Task requirements:
Within the entries below, every line containing "flake" is to be copied.
[Opening Data in this exercise section]
PR #936, opened 2022-05-01
#CU-2vxc2n7  assets improvements for making non 12 decimals transfers and democracy ceremomy

dzmitry-lahoda:
we need to transfer USDT from statemine parachain, for that we need
- ability of root/democracy to vote adding remote asset
- ability to define ED of remote asset (see readmess of currency factory and assets registry for relevant info)
- and non 12 decimals

this PR does allows for that and improve other things
- proper assets registry
- updates docs and all tests
- some tests refactoring
- all should work as before


frame/assets-registry/src/lib.rs
```diff
@@ -135,53 +99,16 @@ pub mod pallet {
 
 	/// Mapping (local asset, foreign asset) to a candidate status.
```
vivekvpandya, line 100: May be this comment needs update.

Makefile.toml
```diff
@@ -58,15 +58,16 @@ cargo +stable test --package local-integration-tests --features local-integratio
 workspace = false
 
 [tasks.run-local-integration-tests-debug]
+description = "fastest way to build and debug runtime in simulator"
 script = '''
-RUST_BACKTRACE=full RUST_LOG=trace,parity-db=warn,trie=warn,runtime=trace,substrate-relay=trace,bridge=trace,xcmp=trace cargo +stable test  --package local-integration-tests --features local-integration-tests --features picasso  --no-default-features -- --nocapture --test-threads=1
+RUST_BACKTRACE=full RUST_LOG=trace,parity-db=warn,trie=warn,runtime=trace,substrate-relay=trace,bridge=trace,xcmp=trace cargo +stable ltest  --package local-integration-tests --features local-integration-tests --features picasso  --no-default-features -- --nocapture --test-threads=1
```
andor0, line 63: `ltest` ?

frame/assets-registry/src/lib.rs
```diff
@@ -190,298 +117,110 @@ pub mod pallet {
...
-			let _ = ensure_signed(origin.clone())?;
-			Self::ensure_admins_only(origin)?;
-			ensure!(
-				<LocalToForeign<T>>::contains_key(local_asset_id),
-				Error::<T>::LocalAssetIdNotFound
-			);
-
-			<ForeignAssetMetadata<T>>::insert(local_asset_id, metadata);
-			Self::deposit_event(Event::AssetMetadataUpdated(local_asset_id));
+			// note: does not validates if assets exists, not clear what is expected in this case
```
andor0, line 169: can add
```
ensure!(
  <LocalToForeign<T>>::contains_key(asset_id),
  Error::<T>::LocalAssetIdNotFound
);
```

frame/assets-registry/src/lib.rs
```diff
@@ -61,71 +67,29 @@ pub mod pallet {
...
-			+ PartialEq
-			// we wrap non serde type, so until written custom serde, cannot handle that
-			// + MaybeSerializeDeserialize
 			+ Debug
 			+ Clone
 			+ Default
 			+ TypeInfo;
 
 		/// The origin which may set local and foreign admins.
 		type UpdateAdminOrigin: EnsureOrigin<Self::Origin>;
```
andor0, line 77: `UpdateAssetOrigin` ?

frame/assets-registry/src/lib.rs
dzmitry-lahoda: second ensure, really it may be ok to have different ids for same remote.
first, we add assets which are special id from well known, but well known assets are no need to be in list. will attach link to clickup to solve well knowns as usual. than can do check number 1. also as adding is pemissioned, its not a security  to add like that.

frame/assets-registry/src/lib.rs
dzmitry-lahoda: ok, will do it

frame/assets-registry/src/lib.rs
dzmitry-lahoda: was merged from main, will update

frame/assets-registry/src/lib.rs
dzmitry-lahoda: as of not method is ok, can fix first clause after https://app.clickup.com/t/1wtyb38 . second clause is ok as used to handle well knowns.

andor0 (approved):

frame/composable-traits/src/bounded.rs
```diff
@@ -0,0 +1,86 @@
...
+// u32 from 1 to 32 (decimals exponent)
+
+// cannot make const generic because `the type must not depend on the parameter`
+// there is no solution in crates which works with substrate numbers in substrate context
+trait Bound<
+	Inner: PartialOrd + Encode + Decode + MaxEncodedLen + TypeInfo + MaybeSerializeDeserialize + Sized,
+>
+{
+	const MINIMAL: Inner;
+	const MAXIMAL: Inner;
```
benluelo, line 20: MAXIMUM, MINIMUM?

Maybe even just MIN/ MAX would be fine

andor0 (approved):

benluelo (approved):

PR #942, opened 2022-05-03
Update shell.nix

andor0:
## Issue
https://app.clickup.com/t/2a36jxv

### DIFF
--- a/shell.nix
+++ b/shell.nix
@@ -2,32 +2,26 @@ let
   mozillaOverlay =
     import (builtins.fetchGit {
       url = "https://github.com/mozilla/nixpkgs-mozilla.git";
-      rev = "57c8084c7ef41366993909c20491e359bbb90f54";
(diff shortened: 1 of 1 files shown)


dzmitry-lahoda:
is nix packaged version works right now? is it possible to improve version upgrade in all places at once or only string replace guide is best possible?

andor0:
> is nix packaged version works right now? is it possible to improve version upgrade in all places at once or only string replace guide is best possible?

yes, we use this version now.
I think, can move settings of rust version to `nix/rust.nix` and use it in `*.nix` files.I try to do it in one of next PRs.

dzmitry-lahoda (approved):

hussein-aitlahcen:
Ideally we should remove the `shell.nix` and add a proper shell in the `flake.nix`

hussein-aitlahcen (approved):

andor0:
> Ideally we should remove the `shell.nix` and add a proper shell in the `flake.nix`

I will do it in one of next PRs.

PR #950, opened 2022-05-04
CU-296cyym - Xcvm/cosmwasm via fork of contract/sandbox

hussein-aitlahcen:


ComposableFiB0t:
Task linked: [CU-296cyym XCVM + COSMWASM Cross-chain demo prototype](https://app.clickup.com/t/296cyym)

frame/contracts/Cargo.toml
```diff
@@ -0,0 +1,103 @@
+[package]
+authors = ["Parity Technologies <admin@parity.io>", "Composable Developers"]
+description = "FRAME pallet for WASM contracts"
+edition = "2021"
+homepage = "https://substrate.io"
+license = "Apache-2.0"
+name = "pallet-contracts"
+readme = "README.md"
+repository = "https://github.com/paritytech/substrate/"
```
KaiserKarel, line 9:
```suggestion
repository = "https://github.com/composablefi/composable/"
```

frame/contracts/src/benchmarking/sandbox.rs
```diff
@@ -0,0 +1,55 @@
...
+	/// Creates an instance from the supplied module and supplies as much memory
+	/// to the instance as the module declares as imported.
+	fn from(module: &WasmModule<T>) -> Self {
+		let mut env_builder = EnvironmentDefinitionBuilder::new();
+		let memory = module.add_memory(&mut env_builder);
+		let instance = Instance::new(&module.code, &env_builder, &mut ())
+			.expect("Failed to create benchmarking Sandbox instance");
+		Self { instance, _memory: memory }
+	}
+}
```
KaiserKarel, line 55: Is there a reason for us to implement from instead of a fallible constructor? To me, `From` is for similar types; such as u64 -> u32 etc, here I think a `new -> Result<Self>` is more appropriate.

frame/contracts/src/migration.rs
```diff
@@ -0,0 +1,275 @@
...
+		StorageVersion::new(6).put::<Pallet<T>>();
+	}
+
+	if version < 7 {
+		weight = weight.saturating_add(v7::migrate::<T>());
+		StorageVersion::new(7).put::<Pallet<T>>();
+	}
+
+	weight
+}
```
KaiserKarel, line 57: I don't think we actually need this logic?

KaiserKarel (approved):

frame/contracts/src/migration.rs
hussein-aitlahcen: This is legacy code that will be wiped once we can correctly execute cosmwasm contracts. I didn't drop all ink related code yet

frame/contracts/src/benchmarking/sandbox.rs
hussein-aitlahcen: This is legacy code that will probably need some refactoring anyway, I didn't touch bench/tests yet

PR #13295, opened 2016-09-20
change misnomer

sravfeyn:
@nickpell


nickpell (approved):

nickpell:
kicked build

emord:
I think this should be changed in corehq/apps/hqwebapp/views.py as well https://github.com/dimagi/commcare-hq/pull/13268/files

Perhaps you hadn't pulled latest?

sravfeyn:
Good point, thanks! Updated

PR #13300, opened 2016-09-20
allow env specification

benrudolph:
@gcapalbo this'll allow us to send messages to the staging channel. specifically for when we initiate staging deploys


gcapalbo (approved):
nice

gcapalbo:
(merging as this doesn't affect build)

PR #13301, opened 2016-09-20
Fix title block for formplayer

benrudolph:
@wpride 
http://manage.dimagi.com/default.asp?237714
cc: @gcapalbo

### DIFF
--- a/corehq/apps/cloudcare/templates/cloudcare/formplayer_home.html
+++ b/corehq/apps/cloudcare/templates/cloudcare/formplayer_home.html
@@ -4,11 +4,7 @@
 {% load compress %}
 
 {% block title %}
-    {% if request.couch_user.is_web_user %}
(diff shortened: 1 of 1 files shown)


corehq/apps/cloudcare/templates/cloudcare/formplayer_home.html
```diff
@@ -4,11 +4,7 @@
 {% load compress %}
 
 {% block title %}
-    {% if request.couch_user.is_web_user %}
-        {% trans "Preview Form" %}
```
benrudolph: since web user's can now use cloudcare just like a mobile worker, i think it makes sense to remove this

wpride: trans "Nimbus"?

PR #13302, opened 2016-09-20
Always add known case updates

benrudolph:
@NoahCarnahan this ensures that we always add known case updates to the export

cc: @gcapalbo


NoahCarnahan (approved):
👍

benrudolph:
ok i think it's fair to merge this. the tests keep timing out and the previous commit they passed. the only change on the last commit is a bump in the version number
[Closing Data in this exercise section]
Result for this exercise:
Ideally we should remove the `shell.nix` and add a proper shell in the `flake.nix`
> Ideally we should remove the `shell.nix` and add a proper shell in the `flake.nix`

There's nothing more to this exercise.